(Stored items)
PR #151, opened 2023-02-10
Improve timing side-channel discussion

### LINKED ISSUE #149: Concerning timing attacks
Concerning:

"(a) The control flow, i.e. the trace of instructions executed, does not change depending on the processed data. This guarantees that every time the algorithm runs, exactly the same sequence of instructions is executed, independent of the processed data.

At the moment, we do not know of a compiler implementation that actively helps to guarantee both (a) and (b). A great reference giving practical advice on how to achieve (a), (b) and more security hardening properties specific for cryptographic kernels is found in (Pornin 2018)."

There are implementations of automatic control-flow linearizers that ensure (a). For instance, we have worked on this implementation: http://cuda.dcc.ufmg.br/lif/, which runs on LLVM. The related paper is "https://homepages.dcc.ufmg.br/~fernando/publications/papers/LuigiCGO21.pdf", and the related repository is https://github.com/lac-dcc/lif/Your issue content here.

kbeyls:
... by referring to the work of Wu2018 and Soares2021.

This aims to fix #149.

- - -
This change is [Reviewable](https://reviewable.io/reviews/llsoftsec/llsoftsecbook/151)

### DIFF
--- a/book.bib
+++ b/book.bib
@@ -425,3 +425,21 @@ publisher = {Addison-Wesley Professional},
   pages     = {309--318},
   year      = {2012}
 }
+
+@InProceedings{Soares2021,
+  author    = {Luigi Soares and Fernando Magno Quintan Pereira},
+  booktitle = {2021 {IEEE}/{ACM} International Symposium on Code Generation and Optimization ({CGO})},
+  title     = {Memory-Safe Elimination of Side Channels},
+  year      = {2021},
+  publisher = {{IEEE}},
+  doi       = {10.1109/cgo51591.2021.9370305},
+}
+
+@InProceedings{Wu2018,
+  author    = {Meng Wu and Shengjian Guo and Patrick Schaumont and Chao Wang},
+  booktitle = {Proceedings of the 27th {ACM} {SIGSOFT} International Symposium on Software Testing and Analysis},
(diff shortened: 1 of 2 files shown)


pronesto (approved):
The new text looks good to me! Perhaps, at some point, it would be interesting to mention the Constantine approach of Borrello et al (https://github.com/pietroborrello/constantine). In constrast to the work of Wu and Soares, Constantine uses a dynamic analysis to: (i) find out the trip count of loops and (ii) find out the limits of buffers. (i) let's it deal with loops that cannot be fully unrolled at compilation time, and (ii) lets it avoid invalid memory accesses. On shortcoming with this approach is that it depends on having good inputs for the algorithm that will be linearized. These inputs should exercise the trip count of loops and cover the limits of the data structures used in the program. But, Constantine is implemented in LLVM (although it is not in the main distribution), and it has been drawing some attention from the research community. Also, the first author, Pietro Borrello, is pretty accessible, and is always willing to explain how his tool works.

kbeyls:
Thanks for the review!
I've added a todo to also explore and discuss https://github.com/pietroborrello/constantine in the book.

@all-contributors please add @pronesto for review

• EXERCISE AIM:
Looking at the records above, count the lines with the word "IEEE" in them; reply with the number only.

• RESULT FOR THIS EXERCISE:
2